─── ENTRIES SHOWN ───
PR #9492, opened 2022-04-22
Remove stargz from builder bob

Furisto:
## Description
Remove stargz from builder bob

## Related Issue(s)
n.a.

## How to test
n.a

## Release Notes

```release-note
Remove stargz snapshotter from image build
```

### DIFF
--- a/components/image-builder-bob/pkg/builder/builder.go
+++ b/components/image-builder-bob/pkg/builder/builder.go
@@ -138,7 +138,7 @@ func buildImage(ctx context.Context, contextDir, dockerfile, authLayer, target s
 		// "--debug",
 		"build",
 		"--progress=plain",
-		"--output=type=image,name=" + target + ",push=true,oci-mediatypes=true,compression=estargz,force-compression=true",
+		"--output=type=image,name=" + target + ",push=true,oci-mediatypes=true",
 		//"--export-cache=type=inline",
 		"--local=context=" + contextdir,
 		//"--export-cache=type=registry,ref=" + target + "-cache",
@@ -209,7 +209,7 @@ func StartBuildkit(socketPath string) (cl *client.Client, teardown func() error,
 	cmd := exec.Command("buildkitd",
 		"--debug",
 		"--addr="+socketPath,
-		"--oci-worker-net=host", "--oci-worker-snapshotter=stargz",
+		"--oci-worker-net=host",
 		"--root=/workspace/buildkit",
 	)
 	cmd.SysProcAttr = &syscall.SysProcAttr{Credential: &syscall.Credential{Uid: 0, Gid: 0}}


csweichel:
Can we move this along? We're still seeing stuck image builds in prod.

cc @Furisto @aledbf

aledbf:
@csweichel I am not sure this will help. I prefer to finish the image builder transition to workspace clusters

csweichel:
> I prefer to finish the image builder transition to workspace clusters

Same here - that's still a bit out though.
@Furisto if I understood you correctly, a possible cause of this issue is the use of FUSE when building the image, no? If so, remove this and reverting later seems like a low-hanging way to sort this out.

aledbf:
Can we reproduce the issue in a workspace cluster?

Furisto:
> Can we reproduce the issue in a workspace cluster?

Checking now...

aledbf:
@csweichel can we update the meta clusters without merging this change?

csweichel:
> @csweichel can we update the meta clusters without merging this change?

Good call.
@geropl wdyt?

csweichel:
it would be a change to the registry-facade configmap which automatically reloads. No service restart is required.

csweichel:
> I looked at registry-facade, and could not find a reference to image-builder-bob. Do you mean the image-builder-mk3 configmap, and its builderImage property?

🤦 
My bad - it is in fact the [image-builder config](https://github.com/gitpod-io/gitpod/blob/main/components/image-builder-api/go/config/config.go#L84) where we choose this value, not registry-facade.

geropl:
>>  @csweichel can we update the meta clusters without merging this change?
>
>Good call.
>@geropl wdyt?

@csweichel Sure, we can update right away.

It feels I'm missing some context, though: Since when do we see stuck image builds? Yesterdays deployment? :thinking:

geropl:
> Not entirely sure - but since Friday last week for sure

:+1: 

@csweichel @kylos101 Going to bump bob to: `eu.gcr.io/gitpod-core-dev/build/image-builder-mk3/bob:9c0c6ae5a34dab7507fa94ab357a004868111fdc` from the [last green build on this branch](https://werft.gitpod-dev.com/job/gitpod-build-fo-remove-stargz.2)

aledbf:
───
─── ENTRIES SHOWN ───
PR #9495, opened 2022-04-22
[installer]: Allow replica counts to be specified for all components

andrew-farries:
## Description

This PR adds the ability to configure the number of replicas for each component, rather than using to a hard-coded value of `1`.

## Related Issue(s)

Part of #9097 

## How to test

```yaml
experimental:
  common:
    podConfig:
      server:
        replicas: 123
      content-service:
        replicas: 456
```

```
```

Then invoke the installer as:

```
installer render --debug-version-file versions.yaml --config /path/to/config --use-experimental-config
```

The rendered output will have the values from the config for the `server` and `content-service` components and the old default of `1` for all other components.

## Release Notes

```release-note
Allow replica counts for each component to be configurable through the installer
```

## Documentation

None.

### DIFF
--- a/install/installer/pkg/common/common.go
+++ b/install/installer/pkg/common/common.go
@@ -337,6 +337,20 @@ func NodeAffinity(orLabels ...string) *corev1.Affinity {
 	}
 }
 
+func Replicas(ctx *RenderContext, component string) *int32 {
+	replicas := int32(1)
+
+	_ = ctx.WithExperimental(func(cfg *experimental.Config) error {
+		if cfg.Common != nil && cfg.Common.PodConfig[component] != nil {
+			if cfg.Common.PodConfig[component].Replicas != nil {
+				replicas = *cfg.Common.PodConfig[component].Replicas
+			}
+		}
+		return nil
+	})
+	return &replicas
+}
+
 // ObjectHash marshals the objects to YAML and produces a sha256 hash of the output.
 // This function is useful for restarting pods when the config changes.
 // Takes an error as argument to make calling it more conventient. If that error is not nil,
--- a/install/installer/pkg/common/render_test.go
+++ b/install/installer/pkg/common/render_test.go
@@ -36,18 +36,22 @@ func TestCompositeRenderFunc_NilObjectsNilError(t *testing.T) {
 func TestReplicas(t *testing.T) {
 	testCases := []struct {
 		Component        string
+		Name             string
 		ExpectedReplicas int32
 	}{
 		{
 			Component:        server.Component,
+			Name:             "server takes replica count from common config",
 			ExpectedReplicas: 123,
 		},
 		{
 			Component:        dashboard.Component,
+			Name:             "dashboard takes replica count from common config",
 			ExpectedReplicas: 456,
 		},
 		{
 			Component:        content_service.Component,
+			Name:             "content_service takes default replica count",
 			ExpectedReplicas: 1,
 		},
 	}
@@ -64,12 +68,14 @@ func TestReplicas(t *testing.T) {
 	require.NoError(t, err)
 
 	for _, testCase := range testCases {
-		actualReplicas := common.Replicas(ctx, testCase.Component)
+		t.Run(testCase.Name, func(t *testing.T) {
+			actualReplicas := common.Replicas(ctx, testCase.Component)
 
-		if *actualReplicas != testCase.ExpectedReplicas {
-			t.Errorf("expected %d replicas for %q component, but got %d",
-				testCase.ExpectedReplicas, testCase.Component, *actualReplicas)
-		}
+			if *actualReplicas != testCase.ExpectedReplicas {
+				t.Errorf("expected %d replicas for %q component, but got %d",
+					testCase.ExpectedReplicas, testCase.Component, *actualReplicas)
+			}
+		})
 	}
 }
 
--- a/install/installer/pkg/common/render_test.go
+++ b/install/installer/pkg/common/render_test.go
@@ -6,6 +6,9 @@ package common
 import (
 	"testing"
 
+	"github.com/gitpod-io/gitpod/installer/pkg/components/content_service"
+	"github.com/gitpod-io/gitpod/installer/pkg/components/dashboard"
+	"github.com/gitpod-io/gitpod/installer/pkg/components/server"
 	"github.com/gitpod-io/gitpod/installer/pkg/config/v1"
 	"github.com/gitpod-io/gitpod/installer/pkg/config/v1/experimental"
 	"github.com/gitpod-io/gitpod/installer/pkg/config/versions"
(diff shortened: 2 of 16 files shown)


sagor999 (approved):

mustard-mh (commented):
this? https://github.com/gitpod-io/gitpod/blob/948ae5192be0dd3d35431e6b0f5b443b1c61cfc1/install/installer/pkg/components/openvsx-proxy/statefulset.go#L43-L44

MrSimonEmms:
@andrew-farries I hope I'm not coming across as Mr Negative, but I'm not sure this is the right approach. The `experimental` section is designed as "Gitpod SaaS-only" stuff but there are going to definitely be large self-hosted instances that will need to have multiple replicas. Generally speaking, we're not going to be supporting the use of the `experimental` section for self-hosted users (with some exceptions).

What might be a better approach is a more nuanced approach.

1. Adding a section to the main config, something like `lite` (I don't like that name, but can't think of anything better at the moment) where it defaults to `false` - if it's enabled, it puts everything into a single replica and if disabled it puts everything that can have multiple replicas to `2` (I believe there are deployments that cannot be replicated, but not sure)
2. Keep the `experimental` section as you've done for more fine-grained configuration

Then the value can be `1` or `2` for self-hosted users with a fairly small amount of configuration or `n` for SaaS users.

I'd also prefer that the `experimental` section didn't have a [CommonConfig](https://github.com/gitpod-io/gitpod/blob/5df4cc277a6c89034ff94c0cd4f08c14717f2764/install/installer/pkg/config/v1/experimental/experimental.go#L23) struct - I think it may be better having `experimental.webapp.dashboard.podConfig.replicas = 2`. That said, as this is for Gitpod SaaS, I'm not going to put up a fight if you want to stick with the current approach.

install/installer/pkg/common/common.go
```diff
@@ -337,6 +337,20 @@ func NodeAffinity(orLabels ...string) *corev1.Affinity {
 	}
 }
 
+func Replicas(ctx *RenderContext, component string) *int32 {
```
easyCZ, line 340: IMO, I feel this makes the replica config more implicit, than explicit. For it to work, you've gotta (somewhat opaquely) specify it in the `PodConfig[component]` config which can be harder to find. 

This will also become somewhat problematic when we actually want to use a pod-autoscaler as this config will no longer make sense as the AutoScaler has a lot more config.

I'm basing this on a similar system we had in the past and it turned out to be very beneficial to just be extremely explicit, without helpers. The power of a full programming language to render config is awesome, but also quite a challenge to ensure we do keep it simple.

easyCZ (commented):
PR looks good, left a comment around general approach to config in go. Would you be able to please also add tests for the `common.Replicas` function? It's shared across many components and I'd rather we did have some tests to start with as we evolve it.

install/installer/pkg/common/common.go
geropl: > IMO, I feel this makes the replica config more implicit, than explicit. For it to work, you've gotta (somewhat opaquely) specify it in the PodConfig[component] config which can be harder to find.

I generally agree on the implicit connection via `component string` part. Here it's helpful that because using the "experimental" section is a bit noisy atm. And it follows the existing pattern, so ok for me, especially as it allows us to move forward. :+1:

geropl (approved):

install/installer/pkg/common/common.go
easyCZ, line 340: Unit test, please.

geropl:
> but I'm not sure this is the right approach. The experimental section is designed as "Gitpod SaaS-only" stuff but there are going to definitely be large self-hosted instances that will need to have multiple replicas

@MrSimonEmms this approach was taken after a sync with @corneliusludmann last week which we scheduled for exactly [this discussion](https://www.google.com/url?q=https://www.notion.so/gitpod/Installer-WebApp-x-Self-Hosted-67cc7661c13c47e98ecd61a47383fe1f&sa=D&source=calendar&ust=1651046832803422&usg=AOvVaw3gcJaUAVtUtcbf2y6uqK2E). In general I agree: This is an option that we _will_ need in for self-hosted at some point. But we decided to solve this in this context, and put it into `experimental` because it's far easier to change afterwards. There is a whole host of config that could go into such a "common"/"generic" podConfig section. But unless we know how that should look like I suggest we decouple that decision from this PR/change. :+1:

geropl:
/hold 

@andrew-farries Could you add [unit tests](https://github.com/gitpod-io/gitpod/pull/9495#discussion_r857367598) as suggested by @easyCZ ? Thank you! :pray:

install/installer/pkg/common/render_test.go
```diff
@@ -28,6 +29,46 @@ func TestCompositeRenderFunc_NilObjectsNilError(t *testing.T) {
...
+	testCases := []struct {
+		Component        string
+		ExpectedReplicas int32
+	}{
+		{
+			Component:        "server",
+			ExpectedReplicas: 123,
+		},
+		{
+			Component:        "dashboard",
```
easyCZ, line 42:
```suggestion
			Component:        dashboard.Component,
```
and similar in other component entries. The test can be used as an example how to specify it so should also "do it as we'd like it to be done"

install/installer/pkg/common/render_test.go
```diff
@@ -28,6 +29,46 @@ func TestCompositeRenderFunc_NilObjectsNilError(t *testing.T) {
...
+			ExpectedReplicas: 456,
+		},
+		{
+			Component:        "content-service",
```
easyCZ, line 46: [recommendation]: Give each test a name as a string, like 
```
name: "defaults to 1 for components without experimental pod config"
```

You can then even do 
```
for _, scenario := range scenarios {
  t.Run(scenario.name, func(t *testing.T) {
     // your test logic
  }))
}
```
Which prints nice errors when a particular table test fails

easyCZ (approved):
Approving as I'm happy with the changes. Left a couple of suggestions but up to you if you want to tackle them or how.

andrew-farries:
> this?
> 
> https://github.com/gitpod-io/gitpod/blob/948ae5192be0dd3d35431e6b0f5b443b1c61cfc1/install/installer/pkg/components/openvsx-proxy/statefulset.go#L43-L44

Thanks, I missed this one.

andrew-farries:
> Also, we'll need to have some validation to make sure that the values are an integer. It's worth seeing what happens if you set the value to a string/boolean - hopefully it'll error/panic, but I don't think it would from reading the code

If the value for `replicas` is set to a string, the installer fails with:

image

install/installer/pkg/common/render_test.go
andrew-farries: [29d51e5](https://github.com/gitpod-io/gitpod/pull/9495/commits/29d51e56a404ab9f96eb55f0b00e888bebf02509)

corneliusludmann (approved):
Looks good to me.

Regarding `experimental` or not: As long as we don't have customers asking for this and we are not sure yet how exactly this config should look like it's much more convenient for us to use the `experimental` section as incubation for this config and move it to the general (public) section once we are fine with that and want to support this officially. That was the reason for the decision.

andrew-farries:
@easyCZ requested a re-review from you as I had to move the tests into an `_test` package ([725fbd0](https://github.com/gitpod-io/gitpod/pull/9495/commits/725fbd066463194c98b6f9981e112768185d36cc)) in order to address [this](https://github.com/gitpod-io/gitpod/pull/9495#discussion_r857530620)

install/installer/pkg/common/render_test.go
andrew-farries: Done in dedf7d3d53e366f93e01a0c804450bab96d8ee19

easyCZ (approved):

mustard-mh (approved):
───
PROBLEM DETAILS – Output only an exact transcription of the lines above from the one with "1. Adding a" up to and including the one with "2. Keep the".

RESPONSE BELOW –
1. Adding a section to the main config, something like `lite` (I don't like that name, but can't think of anything better at the moment) where it defaults to `false` - if it's enabled, it puts everything into a single replica and if disabled it puts everything that can have multiple replicas to `2` (I believe there are deployments that cannot be replicated, but not sure)
2. Keep the `experimental` section as you've done for more fine-grained configuration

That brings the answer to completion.